The earliest directory at the Toronto Reference Library is the 1921-22 Wrigley's Saskatchewan Directory. Apparently a fellow named McKenzie operated a jewelry store out of the same premises. The Assiniboia Jewelry & Music Co.is listed at 16 Main N. (Figure 3). The proprietor is Alpherie Bloss and the manager Wm. J. Hanney. An advertisement on page 322 of this Directory (Figure 4), identifies Assiniboia as "The Music House of Service", dealer in "Columbia Grafanolas [sic] and Records" and "Edison Phonographs and Records".

Piano and furniture companies were logical retailers of talking machines. Hardware and sporting goods stores sometimes carried a line of phonographs to tide them over the lean winter months. As reported in the August 1916 issue of the trade journal, Edison Phonograph Monthly, the phonograph was considered the perfect jeweler’s sideline because the Diamond Amberola was "a line that attracted to the store the class of people that should buy high-priced watches and diamonds, and the instruments were an ornament to the most elegant store".

Nevertheless, by mid decade the company had decided that the sale of pianos and talking machines was more lucrative than the sale of jewelry. In the 1926 Moose Jaw City Directory, it was listed as simply The Assiniboia Music Company. Wm. J. Hanney was now the proprietor, and the company was described as "Agents for Edison Phonographs, Pianos, Musical Instruments, Music Books, Sheet Music, Phonograph Repairs and Accessories, Six Demonstration Rooms, Columbia Grafanolas [sic]". Still at 16 Main Street, the store’s telephone number had changed from 4344 (in the 1921 ad) to 4501. The company was to retain this number for more than 60 years.

Assiniboia was not the only music store in Moose Jaw at this period. The Forster Music Co., Percy Forster, manager, at 225 Main Street North, advertised its dealership in "Gourlay, Williams, Gerhard Heintzman, Nordheimer, Emerson, Schubert, Doherty Pianos and Player-Pianos, Gulbransen Player-Pianos, Orthophonic Victrolas, Victor Records, Sheet Music, Violins, Tenor Banjos, and Everything In Music". Seems both companies stocked "everything in music"!

Figure 6 - late 1940s

In the 1929 Moose Jaw City Directory, this company had changed its name to the Child and Gower Piano Company and the Assiniboia Music Company had added Brunswick Phonographs and Brunswick Records to its product line. Two and one half blocks north on the east side of Main, next to the Moose Jaw branch of the Canada-wide Allen Theatre chain, was Scott’s Music Store, another dealer in pianos and Victrolas (Figure 5).

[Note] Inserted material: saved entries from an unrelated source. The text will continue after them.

PR #58, opened 2019-10-22
Support additional cidrs for k8s clusters

kramerul:
## Description

Currently cf on k8s doesn't support clusters created by [kops](https://github.com/kubernetes/kops) or [gardener](https://gardener.cloud/), because they uses different cidrs (100.64.0.0/10). See also [Dedicated space for carrier-grade NAT deployment](https://en.wikipedia.org/wiki/Private_network#Dedicated_space_for_carrier-grade_NAT_deployment)

## Test plan

Manual test

### DIFF
--- a/deploy/helm/scf/assets/operations/instance_groups/singleton-blobstore.yaml
+++ b/deploy/helm/scf/assets/operations/instance_groups/singleton-blobstore.yaml
@@ -6,6 +6,9 @@
   value: 102400 # 100GB
 
 - type: replace
+  path: /instance_groups/name=singleton-blobstore/jobs/name=blobstore/properties/blobstore/internal_access_rules?
+  value: [ "allow 10.0.0.0/8;","allow 172.16.0.0/12;", "allow 192.168.0.0/16;" , "allow 100.64.0.0/10;"]
+- type: replace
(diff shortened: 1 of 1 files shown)


f0rmiga:
@kramerul These values can be passed through the generic property mechanism with Helm. How do you feel about it?

```yaml
properties:
  singleton-blobstore:
    blobstore:
      blobstore:
        internal_access_rules:
        - "allow 10.0.0.0/8;"
        - "allow 172.16.0.0/12;"
        - "allow 192.168.0.0/16;"
        - "allow 100.64.0.0/10;"
```

kramerul:
@f0rmiga, this is a good idea I haven't thought about.
On the other hand, the root cause is not easy to find for someone how has no deep insights in this software. There is no clear error message like "You need to configure additional CIDRs" when. I don't remember the exact error message, but it took us hours to find out, that we have to add one additional CIDR to the blobstore. 

I think another impact of the missing CIDR was that build packs were missing. It is quite difficult to deduce from missing build packs a missing CIDR.

The additional CIDR 100.64.0.0/10 is well defined like the other 3. 

Therefore, I would argue, that it should be part of an ops file and not part of a document.

f0rmiga:
@kramerul Makes sense.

In 1949 Hanney took over the portion of the Kern- McLeod building then occupied by the Sun Drug Company. An article in the Moose Jaw Times-Herald for May 27, 1949 described the store’s new piano salon where six pianos were displayed at one time. The store also had three record listening rooms and a rest room situated between a commodious office and a repair shop, as well as "famous lines of electrical appliances which were on display at all times".

By the late 1940s (Figure 6) the side of the Kern- McLeod building still carried the large Edison, Victor and Columbia advertisement, although Edison was out of the phonograph business in 1929 and his products would have been unavailable. The Maple Leaf Hotel on the corner, now identified as the Hotel Churchill, has lost its distinctive mansard-roofed tower. The Robinson MacBean general store further up the street, which had been occupied by Army and Navy Department Stores from 1931 to 1944, had re-opened in 1946 as Metropolitan Stores. The streetcar track has disappeared but the music store ad is almost as pristine as 25 years earlier.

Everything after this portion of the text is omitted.